Just recently there was a 1000 post thread on exactly how meat eaters are just soooo confused about meatless diets, and how unreasonable of the vegetarian (who had advised host of dietary restrictions) not to eat the meal including meat products. Frequently cited were "vegans" of acquaintance who eat animal products when its convenient.

Purplejay · 16/06/2019 19:05

Don’t tell your friend OP. There seems little point. Just please be more careful in future.
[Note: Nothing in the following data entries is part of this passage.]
PR #1260, opened 2022-08-18
L2-943: Improve Increase Participation Flow

lmuntaner:
# Motivation

Improve UI when user increases participation.

Fix also the minimum to participate. If the user has already participated, the increase can be as small as wished.

# Changes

You are not a vegan by definition but eating more vegetarian and plant based meals is a great thing to be doing, for health, the animals and the environment. I am now vegan. I was vegetarian for 20 years before that. I described myself as vegetarian at the time because that is what I was even though latterly I cut down dairy massively. I was vegetarian still, not a relaxed vegan who sometimes ate dairy.

Please don’t call yourself a vegan when you aren’t as people get confused enough about what it means. If you are a vegan who will eat whatever they fancy on occasion, that becomes expected of all vegans who when they won’t have a bit of cheese or butter and don’t want their food touching meat are called ‘militant’ when really they are just vegan.

Ihatemyseleffordoingthis · 16/06/2019 19:06

I have vegan tendencies. (I have been fully intentionally vegan for 2 x 5 years, back when it wasn't fashionable) I still try whenever possible not to eat animal products. I am not a vegan and don't call myself one.

If I were your friend, in my full-blown vegan phases, I would not have wanted to know. You didn't trick her or do it on purpose. No need to upset her.

Saying you are a "relaxed vegan" makes you sound both sanctimonious and hypocritical. My lovely friend at University was "vegetarian", except when she was abroad, or pissed. It's the same. It also created the problem you have now, where your friend thought she was safe to assume the food you offered would be sfv. Why not just say you're aiming not to eat animal products?

C8H10N4O2 · 16/06/2019 19:06

I've always wanted to tell me extremely strict vegetarian aunty that Worcester sauce is made with fish. Cant bring myself to do it though.

Well you're lovely aren't you?

Check what brand it is. before you burst with smugness - some of them are vegetarian or vegan.

Antigon · 16/06/2019 19:07

Thanks OP. when do you add in the fish sauce sorry?

tuxedocatsintophats · 16/06/2019 19:08

Thanks Snuffalo! Sounds yummy!

Antigon · 16/06/2019 19:10

Nothing wrong with saying 'relaxed vegan'. As a carnivore, I totally get that OP has principles that she maintains at home and does not spend money on animal products, but that she is still happy to enjoy a bit of cake or pasta salad with a friend. It makes her human, not a hypocrite.

Snuffalo · 16/06/2019 19:11

My husband is half Thai and even vegetarian Buddhist monks in Thailand will have fish sauce. That’s his excuse for having it in our otherwise fish-free house, anyway.

OP posts:
IvanaPee · 16/06/2019 19:17

Ffs you all knew what the OP meant.

No good will come of telling her, OP! You didn’t do it on purpose.

Goodideaatthetime007 · 16/06/2019 19:18

If it was a genuine one time error say nothing. No good can come from telling her. But be super careful in future.

BicycleDynamo · 16/06/2019 19:19

Thank you, will try making that Smile

Dorsetdays · 16/06/2019 19:19

Genuine question...if being a strict vegan means not exploiting animals in anyway, how does keeping a dog as a pet fit that ethos?

Just curious as one of the most staunch vegans I know has a houseful of pets.